Advanced Quality Metrics for Linear Regressions
Because we are using Linear Regression, we can get a lot of “meta-information” about our estimation. There are two very interesting functions we haven’t used yet if we search for “linear regression” in the Metric Builder:
We are going to use the Slope function first. We create a Calculated Metric with Unique Visitors as Y and our Incrementor as X variable. When we drag it into our table, we can see what it does:
That’s very handy! This new Metric shows us, how much our Unique Visitors change each day. In our example with demo data, we on average gain 16 Unique Visitors per day! But there is even more: Let me introduce you to my dear friend, the Coefficient of Determination.
Most people have heard of Correlation, which is a number from -1 to 1 that describes how dependent or independent two variables are from each other. A value of -1 or 1 would mean perfect correlation, where both values change perfectly with each other, whereas 0 means no correlation. This is what Analytics gives us out-of-the-box for a Linear Regression, as you can see in the screenshot of available functions above.

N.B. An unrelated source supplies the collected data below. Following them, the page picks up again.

PR #2236, opened 2022-07-09
Draw In Adjustments

CriticalXI:
**_I affirm:_**

- Draw In now defaults to drawing the player in to the center of the mob's hit box.
- Bound or stationary mobs will now draw in the moment you leave their attack range.
- Adds new lua binding to force a mob to draw in on command. Primarily used for King Vinegaroon and the ENM Pulling the Plug.
- Added several new mobmods to alter draw in behavior:
   - DRAW_IN_FRONT: Adds the ability to still have draw in place the player slightly in front of the mob (HNMs usually follow this)
   - DRAW_IN_INCLUDE_PARTY: Adjusted draw in to have a new mod to draw in player/alliance
   - DRAW_IN_CUSTOM_RANGE: Allows you to set a custom minimum draw in range.
   - DRAW_IN_MAXIMUM_REACH: Allows you to set a custom maximum draw in range.
   - DRAW_IN_IGNORE_STATIONARY: Mob mod to remove the bound/stationary draw in behavior

A lot of this work is primarily bringing over work done by other devs on Wings to flesh out and correct the draw in system to be more accurate and flexible as draw in behaves differently all over the game.

I will be following up this PR with another of me adding these mob mods to the appropriate monsters.

Place the mob mods on various monsters to see that they work as intended.

### DIFF
--- a/scripts/globals/status.lua
+++ b/scripts/globals/status.lua
@@ -2443,6 +2443,11 @@ xi.mobMod =
     ALLI_HATE           = 68, -- Range around target to add alliance member to enmity list.
     NO_LINK             = 69, -- If set, mob cannot link until unset.
     NO_REST             = 70, -- Mob cannot regain hp (e.g. re-burrowing antlions during ENM).
+    DRAW_IN_INCLUDE_PARTY     = 71, -- this will cause the mob's draw-in to also affect all party and alliance members
+    DRAW_IN_FRONT             = 72, -- Mob will draw in slightly in front of them instead of the center of their hitbox
+    DRAW_IN_CUSTOM_RANGE      = 73, -- override the default range of MeleeRange*2 of when players start to get drawn-in
+    DRAW_IN_MAXIMUM_REACH     = 74, -- players further than this range (yalms) will be unaffected by the draw-in. default (0) is whole zone
+    DRAW_IN_IGNORE_STATIONARY = 75, -- stationary or bound mobs draw-in the moment they cannot attack you anymore (out of range). Place this mob mod to stop that behavior.
 }
 
 -----------------------------------
--- a/src/map/lua/lua_baseentity.cpp
+++ b/src/map/lua/lua_baseentity.cpp
@@ -13552,6 +13552,57 @@ void CLuaBaseEntity::useMobAbility(sol::variadic_args va)
 }
 
 /************************************************************************
+ *  Function: triggerDrawIn()
+ *  Purpose : Forces a mob to use DrawIn on the mob's current target
+ *  Example : mob:triggerDrawIn(bool includeParty, CLuaBaseEntity* PEntity)
+ *  Note    : Params can assume a default value by passing nil
+ *          : e.g. triggerDrawIn(true) to pull in a party/alliance
+ ************************************************************************/
+inline int32 CLuaBaseEntity::triggerDrawIn(CLuaBaseEntity* PMobEntity, sol::object const& includePt, sol::object const& drawRange, sol::object const& maxReach, sol::object const& target)
+{
+    XI_DEBUG_BREAK_IF(m_PBaseEntity == nullptr);
+    XI_DEBUG_BREAK_IF(m_PBaseEntity->objtype != TYPE_MOB);
+
+    auto*          PMob    = static_cast<CMobEntity*>(PMobEntity->m_PBaseEntity);
+    CBattleEntity* PTarget = PMob->GetBattleTarget();
+
+    // Default values
+    uint8  drawInRange  = PMob->GetMeleeRange() * 2;
+    uint16 maximumReach = 0xFFFF;
+    bool   includeParty = false;
+    float  offset       = PMob->GetMeleeRange() - 0.2f;
+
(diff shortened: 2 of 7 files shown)


src/map/lua/lua_baseentity.cpp
```diff
@@ -13551,6 +13551,57 @@ void CLuaBaseEntity::useMobAbility(sol::variadic_args va)
...
 }
 
+/************************************************************************
+ *  Function: triggerDrawIn()
+ *  Purpose : Forces a mob to use DrawIn on the mob's current target
+ *  Example : mob:triggerDrawIn(bool includeParty, CLuaBaseEntity* PEntity)
+ *  Note    : Params can assume a default value by passing nil
+ *          : e.g. triggerDrawIn(true) to pull in a party/alliance
+ ************************************************************************/
+inline int32 CLuaBaseEntity::triggerDrawIn(CLuaBaseEntity* PMobEntity, sol::object const& includePt, sol::object const& drawRange, sol::object const& maxReach, sol::object const& target)
```
claywar, line 13561: No reason to inline any of these functions, as the compiler is smart enough.  Also, given that there is only one retval, this should be a void.

src/map/lua/lua_baseentity.cpp
```diff
@@ -13551,6 +13551,57 @@ void CLuaBaseEntity::useMobAbility(sol::variadic_args va)
...
+{
+    XI_DEBUG_BREAK_IF(m_PBaseEntity == nullptr);
```
claywar, line 13563: m_PBaseEntity is guaranteed not null. This is unnecessary

src/map/lua/lua_baseentity.cpp
```diff
@@ -13551,6 +13551,57 @@ void CLuaBaseEntity::useMobAbility(sol::variadic_args va)
...
+    XI_DEBUG_BREAK_IF(m_PBaseEntity->objtype != TYPE_MOB);
```
claywar, line 13564: Should be a sane return with logging.
```
if (m_PBaseEntity->objtype != TYPE_MOB)
{
    ShowDebug("Something here, I'm not a mob!);
}
```

src/map/lua/lua_baseentity.cpp
```diff
@@ -13551,6 +13551,57 @@ void CLuaBaseEntity::useMobAbility(sol::variadic_args va)
...
+    auto*          PMob    = static_cast<CMobEntity*>(PMobEntity->m_PBaseEntity);
+    CBattleEntity* PTarget = PMob->GetBattleTarget();
+
+    // Default values
+    uint8  drawInRange  = PMob->GetMeleeRange() * 2;
+    uint16 maximumReach = 0xFFFF;
+    bool   includeParty = false;
+    float  offset       = PMob->GetMeleeRange() - 0.2f;
+
+    if ((drawRange != sol::lua_nil) && drawRange.is<uint8>())
```
claywar, line 13575: Would probably be cleaner to use ternaries here and for the below blocks

src/map/utils/battleutils.cpp
```diff
@@ -5762,51 +5767,53 @@ namespace battleutils
...
 
         bool  success        = false;
-        float drawInDistance = (float)(PMob->getMobMod(MOBMOD_DRAW_IN) > 1 ? PMob->getMobMod(MOBMOD_DRAW_IN) : PMob->GetMeleeRange() * 2);
+        // float drawInDistance = (float)(PMob->getMobMod(MOBMOD_DRAW_IN) > 1 ? PMob->getMobMod(MOBMOD_DRAW_IN) : PMob->GetMeleeRange() * 2);
 
-        if (std::chrono::time_point_cast<std::chrono::seconds>(server_clock::now()).time_since_epoch().count() - PMob->GetLocalVar("DrawInTime") < 2)
-        {
-            return false;
-        }
+        // if (std::chrono::time_point_cast<std::chrono::seconds>(server_clock::now()).time_since_epoch().count() - PMob->GetLocalVar("DrawInTime") < 2)
```
CriticalXI, line 5772: Todo for myself to clean up this section

scripts/globals/status.lua
```diff
@@ -2443,6 +2443,11 @@ xi.mobMod =
     ALLI_HATE           = 68, -- Range around target to add alliance member to enmity list.
     NO_LINK             = 69, -- If set, mob cannot link until unset.
     NO_REST             = 70, -- Mob cannot regain hp (e.g. re-burrowing antlions during ENM).
+    DRAW_IN_INCLUDE_PARTY     = 71, -- this will cause the mob's draw-in to also affect all party and alliance members
```
TeoTwawki, line 2446: We want to take a different direction than this. we're planning to move the bulk of draw in to lua via a combination of listener, mixin, and binding. While I appreciate the binding using multiple mob mods to control its behavior is cumbersome. (by it I mean draw in, not the binding - we'll take that binding :+1: )

We're going to handle the behaviors controls on our end and current plan is to use parameters on a mixin to set behavior. Kinda like how 2hrs get controlled by params.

But there is something we can get very quickly that is even more impressing, called the Coefficient of Determination. It is what we get when we square the Correlation Coefficient. It measures how much of the variations in our data can be explained by our Regression, which is some awesome information. It quantitatively expresses the quality of our estimation. Let’s create it! The definition is very simple in the Metric Builder, we just need the Linear Regression Correlation Coefficient and the Power Operator. Use Percent as the format:
Once again we drag it into our Table to see the result for our example data:
Wonderful! Our current Regression explains 62% of the Variations we see in our data. That is a lot!
Putting it all together
We achieved a lot today. We created a Linear Regression Model for our data, a custom deviation Metric, expected upper and lower expectation values and some quality metrics! If you feel accomplished: Awesome, you should!
Let’s once again drag all of our awesome metrics in a table and link it to a Graph and some Summary Numbers. We can even use our Mean from before:
If you are like me, building this has been a lot of fun! As always: Let me know about the awesome stuff you did based on this!